Der Besuch der alten Dame – im Theater mit dem GK Deutsch

Stellt euch vor: ihr seid unglaublich arm und selbst eure letzten Besitztümer werden euch abgenommen. Doch plötzlich kommt eine alte, extrem reiche Bekannte zu euch und macht euch ein Angebot. Sie will euch viel Geld geben, aber dafür müsst ihr jemanden töten, den ihr gut kennt und der eurer Bekannten einmal ein großes Unrecht angetan hat.

Was würdet ihr tun?

Vor genau dieser Frage stehen auch die Bewohner des Dorfes Güllen in Friedrich Dürrenmatts tragischer Komödie „Der Besuch der alten Dame“.

Zu einer abendlichen Vorstellung eben jenes Stücks, traf sich der Grundkurs Deutsch der Klassenstufe 11 am 17.11.2022 im Schauspielhaus Leipzig. Die Schüler sollten einen ersten Eindruck zu dem Stück sammeln, in Vorbereitung auf dessen Behandlung im Unterricht.
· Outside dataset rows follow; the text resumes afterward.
PR #2476, opened 2022-11-04
Reduce diff with feature branch

pm47:
Best reviewed commit by commit. Those are minor changes that mostly touch tests.

### DIFF
--- a/eclair-core/src/main/scala/fr/acinq/eclair/channel/fsm/Channel.scala
+++ b/eclair-core/src/main/scala/fr/acinq/eclair/channel/fsm/Channel.scala
@@ -1699,7 +1699,7 @@ class Channel(val nodeParams: NodeParams, val wallet: OnChainChannelFunder, val 
       }
       emitEvent_opt.foreach {
         case EmitLocalChannelUpdate(reason, d, sendToPeer) =>
-          log.info(s"emitting channel update event: reason=$reason enabled=${d.channelUpdate.channelFlags.isEnabled} sendToPeer=$sendToPeer realScid=${d.shortIds.real} channel_update={} channel_announcement={}", d.channelUpdate, d.channelAnnouncement.map(_ => "yes").getOrElse("no"))
+          log.debug(s"emitting channel update event: reason=$reason enabled=${d.channelUpdate.channelFlags.isEnabled} sendToPeer=$sendToPeer realScid=${d.shortIds.real} channel_update={} channel_announcement={}", d.channelUpdate, d.channelAnnouncement.map(_ => "yes").getOrElse("no"))
           val lcu = LocalChannelUpdate(self, d.channelId, d.shortIds, d.commitments.remoteParams.nodeId, d.channelAnnouncement, d.channelUpdate, d.commitments)
           context.system.eventStream.publish(lcu)
           if (sendToPeer) {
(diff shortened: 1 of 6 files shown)


eclair-core/src/main/scala/fr/acinq/eclair/channel/fsm/Channel.scala
```diff
@@ -1699,7 +1699,7 @@ class Channel(val nodeParams: NodeParams, val wallet: OnChainChannelFunder, val
       }
       emitEvent_opt.foreach {
         case EmitLocalChannelUpdate(reason, d, sendToPeer) =>
-          log.info(s"emitting channel update event: reason=$reason enabled=${d.channelUpdate.channelFlags.isEnabled} sendToPeer=$sendToPeer realScid=${d.shortIds.real} channel_update={} channel_announcement={}", d.channelUpdate, d.channelAnnouncement.map(_ => "yes").getOrElse("no"))
+          log.debug(s"emitting channel update event: reason=$reason enabled=${d.channelUpdate.channelFlags.isEnabled} sendToPeer=$sendToPeer realScid=${d.shortIds.real} channel_update={} channel_announcement={}", d.channelUpdate, d.channelAnnouncement.map(_ => "yes").getOrElse("no"))
```
pm47, line 1702: @t-bast Is this okay or do we need that level of granularity for debug?

Alternatively I can filter out the "restore" reason, which is the spammy one

eclair-core/src/test/scala/fr/acinq/eclair/io/PeerSpec.scala
```diff
@@ -134,15 +153,14 @@ class PeerSpec extends TestKitBaseClass with FixtureAnyFunSuiteLike with Paralle
     probe.send(peer, Peer.Connect(remoteNodeId, mockAddress_opt, probe.ref, isPersistent = true))
 
     // assert our mock server got an incoming connection (the client was spawned with the address from node_announcement)
-    awaitCond(mockServer.accept() != null, max = 30 seconds, interval = 1 second)
+    eventually(mockServer.accept() != null)
```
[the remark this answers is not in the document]
pm47: 🤦‍♂️

eclair-core/src/test/scala/fr/acinq/eclair/io/PeerSpec.scala
```diff
@@ -218,7 +239,7 @@ class PeerSpec extends TestKitBaseClass with FixtureAnyFunSuiteLike with Paralle
     val probe = TestProbe()
     switchboard.send(peer, Peer.Init(Set.empty))
 
-    awaitCond {
+    eventually {
       probe.send(peer, Peer.GetPeerInfo(None))
       probe.expectMsgType[Peer.PeerInfo].state == Peer.DISCONNECTED
```
t-bast, line 244:
```suggestion
      assert(probe.expectMsgType[Peer.PeerInfo].state == Peer.DISCONNECTED)
```

t-bast (commented):
Last one and otherwise LGTM

eclair-core/src/test/scala/fr/acinq/eclair/io/PeerSpec.scala
pm47: Right! Went too fast on that one and assumed the `probe.expectMsgType[Peer.PeerInfo]` would throw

Das Stück, „Der Besuch der alten Dame“ ist eine der bekanntesten tragischen Komödien von Friedrich Dürrenmatt. Es wurde 1955 geschrieben und 1956 in Zürich uraufgeführt. Thematisiert werden darin unter anderem die Begriffe der Gerechtigkeit, des Einflusses von Geld und der Umgang mit Reichtum beziehungsweise Armut.

Das Werk handelt von der Multimilliardärin Claire Zachanassian, die ihr, inzwischen heruntergekommenes und verarmtes Heimatdorf Güllen besucht. Dort unterbreitet sie den Einwohnern ein Angebot: Sie ist bereit eine Milliarde an die Stadt zu spenden, unter der Bedingung, dass die Bewohner den Ladenbesitzer Alfred Ill  töten. Sie rechtfertigt diesen Wunsch mit einer schweren Ungerechtigkeit die ihr vor vielen Jahren durch Ill angetan wurde.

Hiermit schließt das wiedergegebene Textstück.